The model described in this card is an optical characters detection network, which aims to detect text in images. Two trainable OCDNet models are provided. These are trained on Uber-Text dataset. There are also two deployable OCDNet models that are finetuned with the ICDAR2015 dataset.
This model is based on a relatively sophisticated text detection network called DBNet. DBNet is a network architecture for real-time scene text detection with differentiable binarization. It aims to solve the problem of text localization and segmentation in natural images with complex backgrounds and various text shapes.
The training algorithm inserts the binarization operation into the segmentation network and jointly optimizes it so that the network can learn to separate foreground and background pixels more effectively. The binarization threshold is learned by minimizing the IoU loss between the predicted binary map and the ground truth binary map.
The trainable models were trained on the Uber-Text dataset. The Uber-Text dataset contains street-level images collected from car mounted sensors and truths annotated by a team of image analysts--including train_4Kx4K, train_1Kx1K, val_4Kx4K, val_1Kx1K, test_4Kx4K as the training datasets and test_1Kx1K as the validation dataset. The dataset was constructed with 107812 images for training and 10157 images for validation. The deployable models were finetuned on the ICDAR2015 dataset with the trainable model as a pretrained weight. The ICDAR2015 dataset contains 1000 training images and 500 test images.
The OCDNet model was evaluated using the Uber-Text test dataset.
The key performance indicator is the hmean of detection. The KPI for the evaluation data are reported below.
The inference uses FP16 precision. The input shape is
<batch>x3x640x640. The inference performance runs against an OCDNet-deployable model with
trtexec on AGX Orin, Orin NX, Orin Nano, NVIDIA L4, NVIDIA L4, and NVIDIA A100 GPUs. The Jetson devices run at Max-N configuration for maximum system performance. The data is for inference-only performance. The end-to-end performance with streaming video data might vary slightly depending on the applications use case.
The primary use case for this model is to detect text on images.
There are two types of models provided (both unpruned).
trainable models are intended for training with the user's own dataset using TAO Toolkit. This can provide high-fidelity models that are adapted to the use case. A Jupyter notebook is available as a part of the TAO container and can be used to re-train.
deployable models share the same structure as the
trainable model, but in
onnx format. The
deployable models can be deployed using TensorRT, nvOCDR, and DeepStream.
Images of C x H x W (H and W should be multiples of 32.)
BBox or polygon coordinates for each detected text in the input image
To use these models as pretrained weights for transfer learning, use the snippet below as a template for the
model component of the experiment spec file to train an OCDNet model.
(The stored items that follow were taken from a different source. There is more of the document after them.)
PR #253, opened 2019-07-03
Added http-api with authenticator

Jess3Jane:
- Added http-api
  - Added authenticator middeware to http-api
  - Removed old qaul-http api
  - Changed identity to be Copy/Clone
  - Added user stub
  - Cleaned up a few imports


Cargo.toml
```diff
@@ -11,6 +11,9 @@ members = [
     "libqaul/service/files",
     "libqaul/service/core",
 
+	# qaul.net http-api
+	"libqaul/http-api",
```
spacekookie: Can you please use spaces for indentation

libqaul/http-api/Cargo.toml
```diff
@@ -0,0 +1,11 @@
+[package]
+name = "http-api"
```
spacekookie: The crate name should probably be more descriptive like `qaul-http` :sweat_smile:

For more information on the experiment spec file, refer to the TAO Toolkit User Guide.
model: load_pruned_graph: False pruned_graph_path: '/results/prune/pruned_0.1.pth' pretrained_model_path: '/data/ocdnet/ocdnet_deformable_resnet18.pth' backbone: deformable_resnet18
To create the entire end-to-end video analytic application, deploy this model with DeepStream SDK. DeepStream SDK is a streaming analytic toolkit to accelerate building AI-based video analytic applications. DeepStream supports direct integration of this model into the Deepstream sample app.
The NVIDIA OCDNet trainable model is trained on Uber Text, which contains street-view images only. To get better accuracy in a specific field, more data is usually required to fine tune the pre-trained model with TAO Toolkit.
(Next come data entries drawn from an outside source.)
PR #254, opened 2019-07-04
Implement and test user functions in the Qaul API

NoraCodes:
Just wanted to put this up to get feedback. It shouldn't be merged until I add some tests. See commit messages for more info.


libqaul/http-api/src/auth.rs
```diff
@@ -1,23 +1,17 @@
 use crate::QaulCore;
 use iron::{
-    BeforeMiddleware,
```
spacekookie: Could you maybe revert your `rustfmt` commit and only re-run it on files that you touched? That'll make the PR a bit more clear.

We should definitely pin some `fmt` task in CI to prevent accidentally merging things that aren't properly formatted (whoops :speak_no_evil:)

libqaul/src/api/models.rs
```diff
@@ -28,6 +27,16 @@ pub enum UserAuth {
     Trusted(Identity, String),
 }
 
+impl UserAuth {
+    /// Returns an error if the UserAuth isn't Trusted.
+    pub fn require_trusted(self) -> QaulResult<(Identity, String)> {
```
spacekookie: That's a nice util function! :+1: 

Although maybe make it `pub(crate)` and shorten the name to something like `trusted` ? (just as an idea)

libqaul/src/users/mod.rs
```diff
@@ -4,14 +4,35 @@ use identity::Identity;
...
-    pub(crate) bio: BTreeMap<String, String>,
-    pub(crate) services: Vec<String>,
-    pub(crate) avatar: Option<Vec<u8>>,
+/// A complete user, with ID and data.
+#[derive(Debug, PartialEq, Clone)]
+pub struct User {
+    /// A users network ID
+    pub id: Identity,
+    /// The user's information, such as name, bio, etc.
+    pub data: UserData,
```
spacekookie, line 13: This is an interesting change. Initially I wanted to split the representation of a user `libqaul` internally and service API externally because internally we will probably also end up storing some secret stuff that we definitely don't want to accidentally leak outwards.

On the other had, we could probably just keep that state elsewhere and refer to it via the user id or something.

All in all, this feels more elegant, so :+1:

spacekookie (commented):
Cool! I left a few comments, although some of them are just "cool" :sweat_smile: 

Also note the thing about `rustfmt`, I'm gonna sit down and fix CI to include some checks with a pinned `fmt` or something

libqaul/src/api/models.rs
NoraCodes: Yeah, good call.

libqaul/src/api/mod.rs
```diff
@@ -35,26 +37,48 @@ impl Qaul {
...
     /// to encrypt
     pub fn user_create(&self, _pw: &str) -> QaulResult<UserAuth> {
-        let user = _User::new();
+        let user = User::new();
         let id = user.id.clone();
         let mut users = self.users.lock().unwrap();
         users.insert(id.clone(), user);
 
-        Ok(UserAuth::Default(id))
+        Ok(UserAuth::Trusted(id, "fixme".into())) // TODO: Actually generate passphrase
```
spacekookie: I'd rather this line was a call to an `unimplemented!()` function in the `auth` module. We should let unimplemented things crash, rather than have "fixme" values :sweat_smile:

libqaul/src/lib.rs
```diff
@@ -2,19 +2,19 @@
 
 mod auth;
 mod crypto;
-mod users;
+pub mod users;
```
spacekookie: Actually I think maybe we keep the module private, then use fascading to expose only what people need (i.e. `User` and `UserData`. Considering there'll be more stuff in `users`, this feels more elegant and we can have a simple `api` prelude or something)

libqaul/src/lib.rs
```diff
@@ -2,19 +2,19 @@
...
 pub use api::*;
 
-use identity::Identity;
+pub use identity::Identity;
 use std::{
     collections::BTreeMap,
     sync::{Arc, Mutex},
 };
-use users::User;
+use users::{User};
```
spacekookie: I guess this used to be more than one import? :D

spacekookie (approved):
This is looking really really cool! I have a few nitpicky comments about style and export visibility but otherwise, it's great! :ok_hand: 

Happy to merge this after a few small changes.

libqaul/src/lib.rs
NoraCodes: Ah yeah, guess I forgot to run `rustfmt` for that last commit.

libqaul/src/lib.rs
NoraCodes: Definitely. I'll expose only those structs here.

libqaul/src/api/mod.rs
NoraCodes: I chose not to do that because it would cause every test to autofail - if that's what we want, maybe I can make the unimplemented bit `#![cfg(not(test))]`? That feels wrong, somehow.

NoraCodes: Oh, or, another option: we could have some way of injecting a user with the desired key material into the `Qaul` directly. I'll prototype that and see how well it works.

NoraCodes: This is done in a714d91 and c689a18

libqaul/src/lib.rs
```diff
@@ -2,19 +2,20 @@
...
 
+mod users;
+pub use users::{User, UserData};
+
 // This module defines the libqaul service API
 mod api;
 pub use api::*;
 
-use identity::Identity;
+pub use identity::Identity;
```
spacekookie, line 14: I just realised this is the exact same change as #257, so let's just resolve the conversation over there by merging this PR and we can take another stab at the API visibilities later :sweat_smile:

visn/src/lib.rs
```diff
@@ -57,71 +57,127 @@ use std::collections::VecDeque;
...
 ///
-
-pub trait KnowledgeEngine<S, E>: Sized {
-    fn queue_event(self, event: E) -> Self;
-    fn queue_events(self, events: &[E]) -> Self;
-    fn resolve_with<F: FnOnce(&mut dyn Iterator<Item = E>) -> &mut dyn Iterator<Item = E>>(
+/// # Types
+/// - `System`: the type of the system under test.
+/// - `Event`: the type of synthetic events.
+/// - `Return`: the type returned by the `resolve` function. Can be the same as `S`, or
```
spacekookie: Still referencing `S` here.

Btw, I'm not against using not-single letter type names here, but am curious why you wanted to spell them out. `S`, `E` and `R` wouldn't have been _too_ obscure, probably

spacekookie (commented):
Just some minor comments and then we'll merge this. Also I guess closing #257 because of this

visn/src/lib.rs
NoraCodes: I personally found them really confusing while doing refactorings but that might not impact the end user as much, I'm not sure.

NoraCodes: To expand on that: `S`, `E`, `R` aren't to bad by themselves, but with `F` and `G` for function types and `P` for the concrete internal success type for `FallibleEngineImpl`, it gets confusing.

spacekookie (approved):
Excellent, looks great now!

THe license to use these models is covered by the Model EULA. By downloading the unpruned or pruned version of the model, you accept the terms and conditions of these licenses.
The NVIDIA OCDNet model detects optical characters.
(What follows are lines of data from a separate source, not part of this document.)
PR #257, opened 2019-07-20
added pub to libqaul/identity

MathJud:
the http-api needs identity to be pub, otherwise it doesn't compile
needed to build rust documentation

### DIFF
--- a/libqaul/src/lib.rs
+++ b/libqaul/src/lib.rs
@@ -9,7 +9,7 @@ mod storage;
 mod api;
 pub use api::*;
 
-use identity::Identity;
+pub use identity::Identity;
 use std::{
     collections::BTreeMap,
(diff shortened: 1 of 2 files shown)


spacekookie (commented):
We can do this (essentially re-exporting `Identity`).

Alternatively we could also have the rest API include the `ratman-identity` crate directly.

I'm not sure about the pros and cons of this.

MathJud:
I actually don't have an opinion on that!
The only thing I needed was the documentation to compile. 
It failed due to the /http-api/ using libqaul.Identity

I just added a script folder with the build and upload-script for the qaul-rust-documentation.
It is accessable under: https://api.qaul.net

spacekookie:
Closing in favour of #254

NVIDIA’s platforms and application frameworks enable developers to build a wide array of AI applications. Consider potential algorithmic bias when choosing or creating the models being deployed. Work with the model’s developers to ensure that it meets the requirements for the relevant industry and use case, that the necessary instructions and documentation are provided to understand error rates, confidence intervals, and results, and that the model is being used under the conditions and in the manner intended.